RECORDS FOR THE EXERCISE:
- - - - - - -

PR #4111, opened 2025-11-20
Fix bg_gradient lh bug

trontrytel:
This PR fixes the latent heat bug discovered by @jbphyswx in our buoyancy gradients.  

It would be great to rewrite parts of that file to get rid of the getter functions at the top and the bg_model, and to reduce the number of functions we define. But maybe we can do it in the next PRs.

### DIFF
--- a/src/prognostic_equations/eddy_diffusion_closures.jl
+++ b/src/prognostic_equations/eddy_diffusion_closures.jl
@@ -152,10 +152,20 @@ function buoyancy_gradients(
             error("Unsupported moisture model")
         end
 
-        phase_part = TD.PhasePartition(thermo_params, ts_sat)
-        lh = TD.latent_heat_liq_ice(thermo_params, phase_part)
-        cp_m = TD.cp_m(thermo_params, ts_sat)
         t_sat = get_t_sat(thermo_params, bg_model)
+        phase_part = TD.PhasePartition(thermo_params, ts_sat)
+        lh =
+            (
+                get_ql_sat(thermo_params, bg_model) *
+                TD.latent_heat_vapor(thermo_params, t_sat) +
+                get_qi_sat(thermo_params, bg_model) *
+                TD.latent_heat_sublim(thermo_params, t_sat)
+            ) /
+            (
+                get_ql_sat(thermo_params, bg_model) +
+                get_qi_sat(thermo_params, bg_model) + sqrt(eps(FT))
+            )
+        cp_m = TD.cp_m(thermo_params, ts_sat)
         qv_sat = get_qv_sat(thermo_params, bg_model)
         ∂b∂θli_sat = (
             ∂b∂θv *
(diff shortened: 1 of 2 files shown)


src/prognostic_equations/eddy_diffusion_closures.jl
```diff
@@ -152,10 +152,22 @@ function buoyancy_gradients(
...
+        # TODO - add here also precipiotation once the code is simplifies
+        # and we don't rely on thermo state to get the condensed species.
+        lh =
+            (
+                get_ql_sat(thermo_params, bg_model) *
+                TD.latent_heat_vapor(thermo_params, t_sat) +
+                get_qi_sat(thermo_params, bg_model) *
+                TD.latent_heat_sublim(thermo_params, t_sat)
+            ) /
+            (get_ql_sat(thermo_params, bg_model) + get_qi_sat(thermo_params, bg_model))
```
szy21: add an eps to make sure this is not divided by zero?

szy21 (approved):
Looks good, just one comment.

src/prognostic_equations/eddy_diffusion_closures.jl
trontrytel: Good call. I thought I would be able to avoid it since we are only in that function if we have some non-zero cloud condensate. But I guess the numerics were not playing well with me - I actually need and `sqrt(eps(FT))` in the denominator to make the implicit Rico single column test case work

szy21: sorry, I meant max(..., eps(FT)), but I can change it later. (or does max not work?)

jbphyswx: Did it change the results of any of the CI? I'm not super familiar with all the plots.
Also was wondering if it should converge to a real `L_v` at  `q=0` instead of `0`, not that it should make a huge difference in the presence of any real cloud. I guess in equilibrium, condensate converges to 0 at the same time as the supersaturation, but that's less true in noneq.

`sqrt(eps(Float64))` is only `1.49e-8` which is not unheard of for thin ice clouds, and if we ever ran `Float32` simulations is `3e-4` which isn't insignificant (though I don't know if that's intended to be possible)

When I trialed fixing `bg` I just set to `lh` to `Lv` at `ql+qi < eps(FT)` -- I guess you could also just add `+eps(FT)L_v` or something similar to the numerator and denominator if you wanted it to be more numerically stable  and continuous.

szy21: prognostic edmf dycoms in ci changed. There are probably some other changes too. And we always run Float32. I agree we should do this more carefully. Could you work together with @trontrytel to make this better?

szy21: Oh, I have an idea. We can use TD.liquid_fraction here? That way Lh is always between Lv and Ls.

- - - - - - -

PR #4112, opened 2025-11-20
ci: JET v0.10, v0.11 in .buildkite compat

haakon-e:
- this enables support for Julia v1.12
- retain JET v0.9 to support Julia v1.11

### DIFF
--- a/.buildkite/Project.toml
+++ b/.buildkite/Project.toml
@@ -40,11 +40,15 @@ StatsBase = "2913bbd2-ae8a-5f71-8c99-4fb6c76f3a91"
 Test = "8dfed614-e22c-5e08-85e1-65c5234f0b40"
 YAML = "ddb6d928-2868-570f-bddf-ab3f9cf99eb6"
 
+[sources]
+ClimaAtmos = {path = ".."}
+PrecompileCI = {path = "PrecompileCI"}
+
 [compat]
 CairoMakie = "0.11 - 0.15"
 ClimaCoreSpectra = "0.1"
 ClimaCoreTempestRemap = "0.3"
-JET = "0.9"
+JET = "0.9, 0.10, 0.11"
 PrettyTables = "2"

- - - - - - -

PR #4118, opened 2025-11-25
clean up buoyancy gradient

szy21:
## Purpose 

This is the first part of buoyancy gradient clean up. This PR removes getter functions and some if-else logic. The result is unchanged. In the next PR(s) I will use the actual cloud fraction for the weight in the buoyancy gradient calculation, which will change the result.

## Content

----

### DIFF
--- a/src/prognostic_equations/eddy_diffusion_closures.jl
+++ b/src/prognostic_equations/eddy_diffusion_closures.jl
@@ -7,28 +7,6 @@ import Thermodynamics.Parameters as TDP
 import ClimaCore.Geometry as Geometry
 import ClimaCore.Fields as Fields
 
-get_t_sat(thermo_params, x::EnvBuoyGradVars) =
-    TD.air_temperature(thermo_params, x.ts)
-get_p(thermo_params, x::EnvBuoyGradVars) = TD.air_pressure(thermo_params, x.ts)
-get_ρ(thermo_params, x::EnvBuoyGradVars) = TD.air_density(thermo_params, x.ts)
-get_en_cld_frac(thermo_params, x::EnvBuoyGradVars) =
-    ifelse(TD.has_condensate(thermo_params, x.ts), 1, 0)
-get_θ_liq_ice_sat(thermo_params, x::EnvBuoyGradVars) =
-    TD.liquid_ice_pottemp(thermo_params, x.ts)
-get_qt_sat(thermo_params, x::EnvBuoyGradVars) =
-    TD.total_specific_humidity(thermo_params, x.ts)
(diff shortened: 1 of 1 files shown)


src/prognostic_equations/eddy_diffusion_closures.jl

- - - - - - -

ACTION ITEM: Read the entries and pick out all lines that include the word "opened".

YOUR RESPONSE:
PR #4111, opened 2025-11-20
PR #4112, opened 2025-11-20
PR #4118, opened 2025-11-25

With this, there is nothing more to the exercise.